─── DATA SHOWN ───

PR #4027, opened 2026-06-23
Update deps and changelog for 1.5.16 release

plorenz:


zititest/go.mod
```diff
@@ -27,8 +27,8 @@ require (
 	github.com/sirupsen/logrus v1.9.4
 	github.com/spf13/cobra v1.10.2
 	github.com/stretchr/testify v1.11.1
-	go.etcd.io/bbolt v1.4.3
```
andrewpmartinez, line 30: Confirm this is backwards compat w/ the db files.

andrewpmartinez (approved):

zititest/go.mod
plorenz: rolled back to 1.4.3, not b/c I'm worried about incompatibility, but because it was only released 3 days ago.

PR #4043, opened 2026-06-26
Add ziti ops log-pipe command

plorenz:
Adds a small log-capture command so a component's stdout/stderr can be written to a file with a chosen retention strategy, rather than relying on external tooling.

- adds `ziti ops log-pipe`, which reads stdin and writes it to a log file
- registers the command under both the ops and tools command groups

Carved out of the gossip link-state work as an independent base change.

### DIFF
--- a/tests/testdata/configs/oidc-listener-bind-failure/ctrl.yml
+++ b/tests/testdata/configs/oidc-listener-bind-failure/ctrl.yml
@@ -3,12 +3,13 @@ v: 3
 db: ${ZITI_TEST_DB}
 
 identity:
-  cert: testdata/ca/intermediate/certs/ctrl-client.cert.pem
-  server_cert: testdata/ca/intermediate/certs/ctrl-server.cert.pem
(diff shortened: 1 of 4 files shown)


dovholuknf (approved):

andrewpmartinez:
Where is the:

> supports truncate, append-across-restarts, and rotate-with-retention strategies

?

andrewpmartinez:
Also w/o a related issue, this won't show up in the changelog automatically.

plorenz:
> Also w/o a related issue, this won't show up in the changelog automatically.

Since this is intended for use in fablab tests, I think excluding it from the changelog makes sense. I'll check and see if the 'hidden' flag is set, and if not, I'll set it

plorenz:
> Where is the:
> 
> > supports truncate, append-across-restarts, and rotate-with-retention strategies
> 
> ?

Fixed. These are supported in fablab, not all by log-pipe directly. Truncate is supported by not using the new log-pipe tool. If you use log-pipe, you get append-across-restarts + rotate-with-retention.

PR #4044, opened 2026-06-26
Add fablab log strategy and host-reachability-aware chaos helpers

plorenz:
Fablab test-harness improvements used for long-running soak tests.

- adds a configurable LogStrategy (truncate/append/rotate) to zitilab components; rotate pipes component output through `ziti ops log-pipe`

───

The required output is an exact retyping of the lines from the one that contains "PR #4044, opened 2026-06-26" through the last line of the material above.

__EXERCISE OUTPUT__
PR #4044, opened 2026-06-26
Add fablab log strategy and host-reachability-aware chaos helpers

plorenz:
Fablab test-harness improvements used for long-running soak tests.

- adds a configurable LogStrategy (truncate/append/rotate) to zitilab components; rotate pipes component output through `ziti ops log-pipe`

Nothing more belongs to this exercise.